O maior questionamento do mercado, que tem elevado a desconfiança sobre o BC, segundo economistas ouvidos pelo Correio, está na inflação para 2013 e nos efeitos do afrouxamento monetário no ano que vem. "Pelo levantamento semanal da instituição, a dispersão está muito grande entre as instituições financeiras. Há uma distribuição errática, o mercado espera qualquer coisa entre 4,5% e 6,5%", observou Silvio Campos Neto, economista da Tendências Consultoria. Para Mauro Schneider, economista-chefe do Banif, o Banco Central de Alexandre Tombini e Dilma Rousseff está mais tolerante com a inflação e de olho em outros horizontes da economia que não apenas o da inflação, daí a dispersão das projeções. "Não há tanta preocupação em acertar o centro da meta e isso semeia problemas de médio e longo prazo para o país", alertou.

Na avaliação de Campos Neto, o mercado está disperso porque considera a existência de riscos em torno da política monetária e fiscal. "Reduziram-se muito os ruídos, mas as coisas ainda não estão claras, principalmente por essa percepção de que o governo vai buscar crescimento a qualquer custo", criticou. O mercado, segundo especialistas, começa a questionar se o BC pretende abandonar o sistema de metas de inflação ou mudar a forma como ele foi concebido. Assim, a instituição passaria a ter duas obrigações simultâneas: controlar os preços e garantir o crescimento do país.

Carlos Kawall, economista-chefe do banco Safra, pondera que o sistema de metas não foi abandonado, mas, na visão dele, realmente há uma mudança de foco. "Esse BC é mais abrangente. Ele observa outros parâmetros da economia", disse.
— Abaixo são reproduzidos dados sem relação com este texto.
PR #5561, opened 2026-05-21
test(fixed-charges): repro subscription endpoint billing bug

ancorcruz:
## Summary

- Failing scenario tests that capture a broken billing flow on `PUT /api/v1/subscriptions/:external_id/fixed_charges/:code` with `apply_units_immediately: true`.
- **Intentionally failing — this PR does NOT include the fix.** It documents the bug as executable evidence so the fix can be scoped and validated.

## The bug

When the dedicated subscription endpoint is called with new units + `apply_units_immediately: true`:

1. A plan override is correctly created with the new units (e.g. 15). ✓
2. The request emits **TWO `FixedChargeEvent` rows** on the override fixed_charge:
   - `units = 10` anchored at the **next-period boundary** (created by `Plans::OverrideService` cloning fixed_charges with `apply_units_immediately` defaulting to false).
   - `units = 15` anchored at "now" (created by the subsequent `update_fixed_charge_override` step).
3. No `Invoices::CreatePayInAdvanceFixedChargesJob` is dispatched, so there's no mid-period delta invoice.
4. At the next regular billing cycle, the aggregation reads the **stale `units = 10` event** sitting at the period boundary instead of the `units = 15` value the merchant intended.

The plan-level endpoint (`PUT /api/v1/plans/:code/fixed_charges/:code`) and the `plan_overrides` path on `Subscriptions::UpdateService` both behave correctly — single `units = 15` event, immediate-billing job dispatched.

## Impact

- **Mid-period uplift never charged** (delta invoice missing).
- **Next billing cycle (and subsequent ones) silently under-bill** the new units.
- For pay-in-advance fixed charges this is direct lost revenue, not just delayed billing.

## Failing tests (3 of 4 in the new describe block)

Located at the end of `spec/scenarios/fixed_charges/pay_in_advance_units_change_spec.rb`:

1. **`creates a single FixedChargeEvent on the override with units = 15 at the update time`** — proves the duplicate-event bug. Expected 1 event with units = 15 anchored at the update time; gets 2 events on the child fixed_charge (one stale at the next-period boundary).
2. **`generates a mid-period delta invoice for 5 units (15 - 10)`** — proves the missing immediate-billing dispatch. Expected 2 invoices (initial + delta); gets only the initial.
3. **`next regular billing cycle bills the new units (15), not the old (10)`** — proves the stale event corrupts next-cycle billing too. Expected next-period invoice at 15 units / \$150; gets 10 units / \$100.

The positive control test (`creates a plan override with the new units`) passes — confirming the override IS correctly applied at the plan/fixed_charge model level. Only the event emission and billing dispatch are broken.

## Test plan

- [ ] `lago exec api bundle exec rspec spec/scenarios/fixed_charges/pay_in_advance_units_change_spec.rb -e "when updating subscription fixed charge via the dedicated endpoint"` reports **4 examples, 3 failures** with the assertions described above.
- [ ] Follow-up PR implements the fix and re-runs; expect 0 failures.

### DIFF
--- a/spec/scenarios/fixed_charges/pay_in_advance_units_change_spec.rb
+++ b/spec/scenarios/fixed_charges/pay_in_advance_units_change_spec.rb
@@ -1403,4 +1403,81 @@ describe "Pay in advance fixed charge units change mid-period", :premium do
       end
     end
   end
+
+  # Bug repro: hitting the dedicated subscription-scoped endpoint
+  # PUT /api/v1/subscriptions/:external_id/fixed_charges/:code with
+  # apply_units_immediately: true silently skips the mid-period delta invoice.
+  # The plan-level endpoint and the plan_overrides path both dispatch
+  # Invoices::CreatePayInAdvanceFixedChargesJob; this one doesn't.
+  describe "when updating subscription fixed charge via the dedicated endpoint" do
+    let(:subscription_date) { DateTime.new(2024, 12, 1) }
+    let(:subscription) { customer.subscriptions.first }
+
+    before do
+      fixed_charge
+
+      travel_to subscription_date do
+        create_subscription(
+          {
+            external_customer_id: customer.external_id,
+            external_id: "sub_endpoint_#{customer.external_id}",
+            plan_code: plan.code,
+            billing_time: "calendar",
+            subscription_at: subscription_date.iso8601
+          }
+        )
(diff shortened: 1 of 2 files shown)


ancorcruz:
Closing this as the test proving the bug was incorporated in PR #5672 fixing the issue.

PR #5562, opened 2026-05-21
[ING-49] feat(payment-requests): filter by entity

mariohd:
## Context

Multi-entity customers need to scope the payment requests list to a specific billing entity. The `/customers`, `/invoices`, and `/wallets` list endpoints already support a `billing_entity_codes` filter; this brings `/payment_requests` in line.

Luís Otávio de Souza Leal, economista-chefe do Arab Banking Corporation (ABC Brasil), defende que o comportamento atual da inflação favorece a estratégia do BC, ao menos a curto prazo. "No caso do IGP-M, por exemplo, o acumulado de 12 meses até março vai estar próximo de 3%, um valor baixo e que reforça a posição do BC na política de redução de juros", afirmou Leal.

Explicações no Senado O presidente do Banco Central, Alexandre Tombini, participa, hoje, de uma audiência pública na Comissão de Assuntos Econômicos (CAE) do Senado, onde deve ser questionado sobre a possibilidade de reduzir de maneira mais rápida a taxa de juros básicos da economia (Selic). O chefe da autoridade monetária, entretanto, vai aproveitar a ocasião para passar uma série de recados ao mercado financeiro. O objetivo é suprimir as dúvidas dos economistas sobre as estratégias da instituição e os rumos da inflação até 2013.